Your task is to copy each line of the records that includes the string "sumaform".

[Dataset entries]
....

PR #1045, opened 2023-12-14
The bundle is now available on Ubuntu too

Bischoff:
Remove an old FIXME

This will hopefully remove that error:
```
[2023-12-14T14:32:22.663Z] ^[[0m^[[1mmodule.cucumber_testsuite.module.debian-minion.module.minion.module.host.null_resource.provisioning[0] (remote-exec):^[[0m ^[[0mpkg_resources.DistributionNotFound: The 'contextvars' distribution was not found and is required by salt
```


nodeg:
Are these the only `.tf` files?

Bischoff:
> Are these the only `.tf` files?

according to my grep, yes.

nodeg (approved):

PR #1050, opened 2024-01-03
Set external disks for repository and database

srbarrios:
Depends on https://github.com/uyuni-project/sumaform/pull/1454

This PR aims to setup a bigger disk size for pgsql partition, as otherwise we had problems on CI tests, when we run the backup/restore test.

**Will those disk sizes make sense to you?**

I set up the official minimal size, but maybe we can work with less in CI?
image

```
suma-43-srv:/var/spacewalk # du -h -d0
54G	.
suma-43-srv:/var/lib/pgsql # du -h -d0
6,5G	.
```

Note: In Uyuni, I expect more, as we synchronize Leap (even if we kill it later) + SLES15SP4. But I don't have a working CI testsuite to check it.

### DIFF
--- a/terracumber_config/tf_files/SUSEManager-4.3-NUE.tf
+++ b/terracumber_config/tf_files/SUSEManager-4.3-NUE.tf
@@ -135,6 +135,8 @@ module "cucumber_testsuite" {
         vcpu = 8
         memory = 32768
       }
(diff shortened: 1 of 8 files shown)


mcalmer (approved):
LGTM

....

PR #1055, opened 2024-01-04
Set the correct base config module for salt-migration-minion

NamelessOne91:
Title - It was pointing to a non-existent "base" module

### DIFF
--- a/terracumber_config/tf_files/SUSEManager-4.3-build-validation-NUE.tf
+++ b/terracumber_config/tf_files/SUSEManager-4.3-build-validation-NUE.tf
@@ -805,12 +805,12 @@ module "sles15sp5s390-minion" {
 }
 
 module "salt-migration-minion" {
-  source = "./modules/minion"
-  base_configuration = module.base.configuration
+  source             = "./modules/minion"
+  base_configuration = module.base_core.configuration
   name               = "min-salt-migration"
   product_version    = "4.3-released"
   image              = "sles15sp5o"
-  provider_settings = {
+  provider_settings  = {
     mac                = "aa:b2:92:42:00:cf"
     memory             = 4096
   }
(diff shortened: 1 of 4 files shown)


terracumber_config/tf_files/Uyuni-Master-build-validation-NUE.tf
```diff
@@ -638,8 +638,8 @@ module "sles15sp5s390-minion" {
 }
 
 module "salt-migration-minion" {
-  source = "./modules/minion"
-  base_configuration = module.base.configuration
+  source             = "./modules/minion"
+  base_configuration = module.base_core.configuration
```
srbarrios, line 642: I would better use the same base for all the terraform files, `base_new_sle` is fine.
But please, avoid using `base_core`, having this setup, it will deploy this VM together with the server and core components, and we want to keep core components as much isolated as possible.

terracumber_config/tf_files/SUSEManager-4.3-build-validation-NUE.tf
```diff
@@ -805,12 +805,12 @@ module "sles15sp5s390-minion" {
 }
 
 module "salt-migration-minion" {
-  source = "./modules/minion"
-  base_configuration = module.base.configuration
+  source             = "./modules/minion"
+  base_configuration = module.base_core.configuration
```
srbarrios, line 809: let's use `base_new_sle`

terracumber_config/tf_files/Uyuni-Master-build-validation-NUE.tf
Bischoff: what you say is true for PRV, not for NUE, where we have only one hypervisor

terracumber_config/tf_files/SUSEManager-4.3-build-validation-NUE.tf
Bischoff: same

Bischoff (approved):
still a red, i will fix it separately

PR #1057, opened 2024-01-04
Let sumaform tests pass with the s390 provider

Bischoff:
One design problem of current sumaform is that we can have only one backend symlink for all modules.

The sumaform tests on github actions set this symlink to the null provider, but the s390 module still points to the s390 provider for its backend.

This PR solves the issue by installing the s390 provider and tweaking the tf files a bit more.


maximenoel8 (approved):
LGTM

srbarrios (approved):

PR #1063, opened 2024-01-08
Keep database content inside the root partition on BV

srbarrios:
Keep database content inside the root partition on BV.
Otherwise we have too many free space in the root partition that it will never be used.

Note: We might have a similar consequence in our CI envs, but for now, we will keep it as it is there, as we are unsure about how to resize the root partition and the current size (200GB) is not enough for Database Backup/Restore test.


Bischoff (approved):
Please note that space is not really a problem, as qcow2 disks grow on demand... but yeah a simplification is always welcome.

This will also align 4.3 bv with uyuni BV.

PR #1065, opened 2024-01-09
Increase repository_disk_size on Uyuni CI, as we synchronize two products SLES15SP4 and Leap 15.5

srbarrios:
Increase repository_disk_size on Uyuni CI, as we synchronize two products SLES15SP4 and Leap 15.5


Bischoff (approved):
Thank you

....

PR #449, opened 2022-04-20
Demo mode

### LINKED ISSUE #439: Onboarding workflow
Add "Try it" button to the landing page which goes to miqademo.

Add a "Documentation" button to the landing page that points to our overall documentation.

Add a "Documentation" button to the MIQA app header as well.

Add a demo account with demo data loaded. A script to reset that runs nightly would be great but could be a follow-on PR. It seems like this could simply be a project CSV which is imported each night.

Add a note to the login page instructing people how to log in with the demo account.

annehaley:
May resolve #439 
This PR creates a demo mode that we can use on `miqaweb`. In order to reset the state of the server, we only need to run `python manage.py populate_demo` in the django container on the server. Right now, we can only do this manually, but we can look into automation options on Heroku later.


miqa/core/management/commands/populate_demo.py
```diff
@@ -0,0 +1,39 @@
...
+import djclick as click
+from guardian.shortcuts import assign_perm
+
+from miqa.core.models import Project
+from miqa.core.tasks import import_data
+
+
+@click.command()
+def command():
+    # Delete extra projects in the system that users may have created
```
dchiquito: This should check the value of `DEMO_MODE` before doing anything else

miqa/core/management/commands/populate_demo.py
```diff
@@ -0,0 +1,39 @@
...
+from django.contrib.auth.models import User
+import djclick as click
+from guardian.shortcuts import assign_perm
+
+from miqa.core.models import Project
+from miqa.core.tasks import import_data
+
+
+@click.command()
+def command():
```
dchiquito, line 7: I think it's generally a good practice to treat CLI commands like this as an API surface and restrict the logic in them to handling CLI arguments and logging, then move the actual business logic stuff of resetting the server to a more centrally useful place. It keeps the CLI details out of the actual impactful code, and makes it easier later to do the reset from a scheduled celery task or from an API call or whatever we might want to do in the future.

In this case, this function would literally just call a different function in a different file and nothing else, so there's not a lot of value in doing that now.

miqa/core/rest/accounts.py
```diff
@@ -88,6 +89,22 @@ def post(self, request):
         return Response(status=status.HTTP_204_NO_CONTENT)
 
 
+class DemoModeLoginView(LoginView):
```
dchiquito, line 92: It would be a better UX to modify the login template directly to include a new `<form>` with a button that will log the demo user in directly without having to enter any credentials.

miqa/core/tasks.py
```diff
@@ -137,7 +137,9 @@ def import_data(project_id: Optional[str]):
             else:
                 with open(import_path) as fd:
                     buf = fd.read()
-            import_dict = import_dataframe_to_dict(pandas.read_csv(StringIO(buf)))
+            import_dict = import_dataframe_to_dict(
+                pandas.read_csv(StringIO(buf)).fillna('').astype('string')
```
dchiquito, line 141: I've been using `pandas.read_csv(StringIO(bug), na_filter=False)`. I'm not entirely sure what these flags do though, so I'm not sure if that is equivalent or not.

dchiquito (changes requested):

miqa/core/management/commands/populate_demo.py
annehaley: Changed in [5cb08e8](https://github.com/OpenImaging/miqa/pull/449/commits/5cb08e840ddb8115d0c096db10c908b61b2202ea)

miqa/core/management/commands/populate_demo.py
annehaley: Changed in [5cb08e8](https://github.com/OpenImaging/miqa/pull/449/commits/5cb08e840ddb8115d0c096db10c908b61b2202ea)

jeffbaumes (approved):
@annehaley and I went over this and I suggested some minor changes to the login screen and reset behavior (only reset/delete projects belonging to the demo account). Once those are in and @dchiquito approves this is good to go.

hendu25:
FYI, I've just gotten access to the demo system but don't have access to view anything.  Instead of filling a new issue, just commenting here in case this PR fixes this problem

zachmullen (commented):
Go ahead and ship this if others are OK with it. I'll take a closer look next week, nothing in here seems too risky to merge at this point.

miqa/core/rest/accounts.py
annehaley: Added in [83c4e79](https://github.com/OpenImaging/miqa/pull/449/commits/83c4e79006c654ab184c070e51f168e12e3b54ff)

....

Result >>
Depends on https://github.com/uyuni-project/sumaform/pull/1454
Let sumaform tests pass with the s390 provider
One design problem of current sumaform is that we can have only one backend symlink for all modules.
The sumaform tests on github actions set this symlink to the null provider, but the s390 module still points to the s390 provider for its backend.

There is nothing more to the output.